Optimisme de la volonté
Maddouri, dont l’optimisme (de la volonté) tranche avec le pessimisme (de l’intelligence) des experts, a, également, estimé que les réserves en devises devraient atteindre un niveau satisfaisant grâce aux transferts des Tunisiens à l’étranger et aux recettes touristiques, outre la hausse des flux des investissements extérieurs notamment dans le secteur des énergies renouvelables.
«Les estimations des ressources propres de l’État pour l’année 2025 dépendent principalement de l’amélioration de recouvrement de ses ressources, à travers l’appui de respect des obligations fiscales, la lutte contre l’évasion fiscale, l’intégration de l’économie parallèle dans le circuit légal, l’élargissement de l’assiette fiscale, l’amélioration des services administratifs, grâce à la numérisation et la modernisation de la direction de fiscalité et de recouvrement», a-t-il déclaré. Mais en disant cela, il mesure sans doute les difficultés auxquelles son gouvernement devra faire face pour réaliser tous ces objectifs, véritables casse-têtes sur lesquels la plupart de ses prédécesseurs au poste ont buté.
«Les efforts seront orientés vers la conception de nouvelles approches nationales plus efficaces et le recours aux compétences tunisiennes dans les différents domaines, afin de rétablir la confiance, booster la production et l’exportation, stimuler les investissements et promouvoir les activités prometteuses à haute valeur ajoutée», a insisté le chef du gouvernement, selon ses propos rapportés par l’agence officielle Tap.
«L’amélioration de la situation économique du pays constitue l’une des priorités de l’Etat, qui œuvre à renforcer la compétitivité des entreprises tunisiennes», a-t-il indiqué, rappelant que le tissu économique a fait face à plusieurs crises, à des transformations géostratégiques mondiales et à des fluctuations économiques conjoncturelles, laissant ainsi entendre que l’économie tunisienne, bien qu’elle soit en crise depuis 2011, enregistrant des taux de croissance annuelle variant entre 1 à 2%, a fait preuve jusque-là d’une résilience remarquable face aux crises mondiales (attaques terroristes, épidémie de Covid-19, guerre en Ukraine…).
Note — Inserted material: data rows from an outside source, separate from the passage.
PR #653, opened 2023-08-06
Solution for py-person-class

Barsh4ec:


KristianYe (approved):

app/main.py
```diff
@@ -1,8 +1,28 @@
...
 def create_person_list(people: list) -> list:
-    # write your code here
-    pass
+    person_list = []
+    for person in people:
+        person_name = person["name"]
+        person_age = person["age"]
+        person_list.append(Person(person_name, person_age))
+
+    for index, person in enumerate(person_list):
```
Kroll410, line 17: Why do we use enumerate here?

app/main.py
```diff
@@ -1,8 +1,28 @@
...
+        if people[index].get("wife") is not None:
+            wife = [item
+                    for item in person_list
```
Kroll410, line 20: Too complicated, try different looping from the 17th line of code

Kroll410 (changes requested):

app/main.py
```diff
@@ -1,8 +1,21 @@
...
 def create_person_list(people: list) -> list:
-    # write your code here
-    pass
+    people_list = []
+    for person in people:
+        human = Person(person["name"], person["age"])
+        if person.get("wife"):
+            for human2 in people:
+                if person["wife"] == human2["name"]:
+                    person_wife = Person(human2["name"], human2["age"])
```
IvanRamyk, line 17: I believe you will create x2 instances of the Person class with this approach. Try to do this task in two steps:

create all people without partners
fill partners with existing instances (use Person.people list to find a proper partner)

IvanRamyk (approved):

Une manière de ne voir que la partie pleine du verre…
Pessimisme de l’intelligence
L’Etat œuvrera à honorer ses engagements financiers extérieurs, a-t-il enfin insisté, en direction des bailleurs de fonds, sachant que son gouvernement va devoir continuer à s’endetter, alors que le taux d’endettement du pays est estimé 77,09% du PIB en 2024 (Statista), pour… pouvoir rembourser ses anciennes dettes et couvrir ses dépenses de fonctionnement, selon un schéma qui est reconduit d’une année à une autre depuis 2011, tout en attendant une hypothétique reprise économique qui tarde à pointer à l’horizon.
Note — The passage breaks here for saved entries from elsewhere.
PR #673, opened 2023-08-08
'Solution'

ochernous:


app/main.py
```diff
@@ -1,8 +1,25 @@
...
+def create_person_list(people: list[dict]) -> list[Person]:
+    person_list = []
+
+    for man in people:
+        person = Person(man["name"], man["age"])
+
+        if "wife" in man and man["wife"] is not None:
+            for man2 in people:
+                if man["wife"] == man2["name"]:
+                    wife = Person(man2["name"], man2["age"])
```
IvanRamyk, line 19: I believe you will create x2 instances of the Person class with this approach. Try to do this task in two steps:

1. create all people without partners
2ю fill partners with existing instances (use Person.people list to find a proper partner)

IvanRamyk (changes requested):

app/main.py
ochernous: I had some doubts about this part - but tests passed, so I thought everything  was ok

app/main.py
```diff
@@ -1,8 +1,24 @@
...
+
+def create_person_list(people: list[dict]) -> list[Person]:
+    person_list = []
+
+    for man in people:
+        person = Person(man["name"], man["age"])
+        person_list.append(person)
+
+    for man in people:
+        if "wife" in man and man["wife"] is not None:
```
IvanRamyk, line 18: use `get` to simplify the condition

app/main.py
```diff
@@ -1,8 +1,24 @@
...
+            husband = Person.people[man["name"]]
```
IvanRamyk, line 19: I believe this logic should be a part of the another branch where "husband" is in `man` dict

app/main.py
```diff
@@ -1,8 +1,24 @@
...
 
-def create_person_list(people: list) -> list:
-    # write your code here
-    pass
+
+def create_person_list(people: list[dict]) -> list[Person]:
+    person_list = []
+
+    for man in people:
+        person = Person(man["name"], man["age"])
```
IvanRamyk, line 14: extra variable
also consider rewriting it using list comprehension

IvanRamyk (changes requested):

app/main.py
ochernous: I thought that using "for...in" in this case improves code readability )

IvanRamyk (approved):
well done!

Selon les prévisions de la Banque africaine de développement (BAD), le taux de croissance du PIB de notre pays, qui a chuté à 0,4% en 2023 en raison de la sécheresse, devrait remonter à 2,1% en 2024 (1,6%, selon une plus récente estimation du ministre de l’Economie Samir Abdelhafidh) et 2,9% en 2025. Ces taux demeurent très faibles pour permettre la réduction du chômage qui se maintient autour de 15% depuis au moins deux décennies. Et au cours de toute cette période, aucun des nombreux gouvernements qui se sont succédé (une bonne quinzaine) n’a réussi à faire bouger le mastodonte.